*** Data records ***
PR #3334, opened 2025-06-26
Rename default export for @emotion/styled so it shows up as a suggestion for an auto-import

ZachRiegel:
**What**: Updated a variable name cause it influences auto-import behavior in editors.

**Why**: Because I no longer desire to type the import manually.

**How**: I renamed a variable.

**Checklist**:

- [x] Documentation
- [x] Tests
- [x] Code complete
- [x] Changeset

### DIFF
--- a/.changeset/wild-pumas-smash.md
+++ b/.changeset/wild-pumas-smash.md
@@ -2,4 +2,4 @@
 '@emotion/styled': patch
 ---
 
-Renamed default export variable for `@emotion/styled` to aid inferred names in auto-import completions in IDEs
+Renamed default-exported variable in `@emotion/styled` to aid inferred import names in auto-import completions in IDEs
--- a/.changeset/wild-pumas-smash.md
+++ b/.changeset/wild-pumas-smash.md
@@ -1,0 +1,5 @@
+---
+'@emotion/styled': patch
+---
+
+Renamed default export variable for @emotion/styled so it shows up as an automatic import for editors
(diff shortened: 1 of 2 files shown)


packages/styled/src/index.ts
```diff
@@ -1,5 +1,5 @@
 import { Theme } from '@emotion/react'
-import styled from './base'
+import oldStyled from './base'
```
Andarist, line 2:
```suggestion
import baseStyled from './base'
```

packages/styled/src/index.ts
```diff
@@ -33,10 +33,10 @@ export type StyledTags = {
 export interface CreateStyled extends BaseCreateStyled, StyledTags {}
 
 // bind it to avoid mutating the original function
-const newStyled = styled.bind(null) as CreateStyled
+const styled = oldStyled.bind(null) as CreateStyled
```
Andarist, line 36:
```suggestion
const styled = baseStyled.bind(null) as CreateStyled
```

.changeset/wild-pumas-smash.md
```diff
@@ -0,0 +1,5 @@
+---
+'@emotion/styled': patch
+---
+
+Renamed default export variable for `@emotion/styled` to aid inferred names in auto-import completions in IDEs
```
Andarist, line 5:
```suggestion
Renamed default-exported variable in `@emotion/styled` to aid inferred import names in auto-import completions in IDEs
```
***
*** Data records ***
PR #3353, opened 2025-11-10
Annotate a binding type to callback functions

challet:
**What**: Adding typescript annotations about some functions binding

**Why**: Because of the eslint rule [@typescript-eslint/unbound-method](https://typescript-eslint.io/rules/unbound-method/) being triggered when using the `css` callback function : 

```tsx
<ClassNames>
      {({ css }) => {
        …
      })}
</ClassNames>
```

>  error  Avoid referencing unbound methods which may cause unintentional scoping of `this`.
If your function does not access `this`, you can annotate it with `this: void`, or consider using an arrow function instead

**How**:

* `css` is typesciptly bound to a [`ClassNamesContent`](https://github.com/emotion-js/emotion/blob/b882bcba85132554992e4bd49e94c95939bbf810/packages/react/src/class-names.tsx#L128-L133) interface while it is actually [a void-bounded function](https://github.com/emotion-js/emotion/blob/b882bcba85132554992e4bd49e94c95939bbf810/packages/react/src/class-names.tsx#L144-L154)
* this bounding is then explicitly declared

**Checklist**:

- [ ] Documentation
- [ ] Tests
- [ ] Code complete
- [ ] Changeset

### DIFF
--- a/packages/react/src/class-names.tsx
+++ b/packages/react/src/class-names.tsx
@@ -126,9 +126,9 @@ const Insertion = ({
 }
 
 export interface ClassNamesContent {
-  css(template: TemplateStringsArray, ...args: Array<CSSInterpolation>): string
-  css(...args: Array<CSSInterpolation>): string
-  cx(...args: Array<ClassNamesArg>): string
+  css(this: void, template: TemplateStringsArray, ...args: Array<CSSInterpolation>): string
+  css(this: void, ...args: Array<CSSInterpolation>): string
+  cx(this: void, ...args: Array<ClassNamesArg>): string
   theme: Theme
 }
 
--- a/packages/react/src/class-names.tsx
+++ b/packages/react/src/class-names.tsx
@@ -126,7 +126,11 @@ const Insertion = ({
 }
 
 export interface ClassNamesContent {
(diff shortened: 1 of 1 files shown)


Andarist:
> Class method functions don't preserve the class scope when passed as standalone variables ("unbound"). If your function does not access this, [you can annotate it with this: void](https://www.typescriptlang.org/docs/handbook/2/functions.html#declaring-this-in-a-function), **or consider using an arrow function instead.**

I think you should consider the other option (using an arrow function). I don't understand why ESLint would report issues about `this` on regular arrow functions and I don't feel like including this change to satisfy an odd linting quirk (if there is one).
***
*** Data records ***
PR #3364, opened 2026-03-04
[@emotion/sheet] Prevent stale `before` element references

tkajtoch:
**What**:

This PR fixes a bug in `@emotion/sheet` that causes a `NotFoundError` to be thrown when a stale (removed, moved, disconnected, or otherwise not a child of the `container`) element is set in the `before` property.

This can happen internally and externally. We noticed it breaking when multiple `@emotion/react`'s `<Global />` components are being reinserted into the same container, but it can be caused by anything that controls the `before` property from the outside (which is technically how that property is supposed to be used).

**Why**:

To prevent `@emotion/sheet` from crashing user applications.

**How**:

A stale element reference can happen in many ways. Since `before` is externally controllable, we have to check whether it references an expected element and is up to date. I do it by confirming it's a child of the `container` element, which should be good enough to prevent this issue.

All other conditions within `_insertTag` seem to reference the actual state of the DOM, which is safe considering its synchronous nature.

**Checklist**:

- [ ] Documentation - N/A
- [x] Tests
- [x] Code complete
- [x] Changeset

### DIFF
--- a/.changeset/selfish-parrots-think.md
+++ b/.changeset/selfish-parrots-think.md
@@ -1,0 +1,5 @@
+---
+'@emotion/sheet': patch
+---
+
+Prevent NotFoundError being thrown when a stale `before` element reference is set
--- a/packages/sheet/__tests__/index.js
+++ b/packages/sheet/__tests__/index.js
***
◆ **What the task asks**
Report the number of lines in the listing that include the string "oldStyled"; give nothing but the number.

◆ **Output of the exercise**
2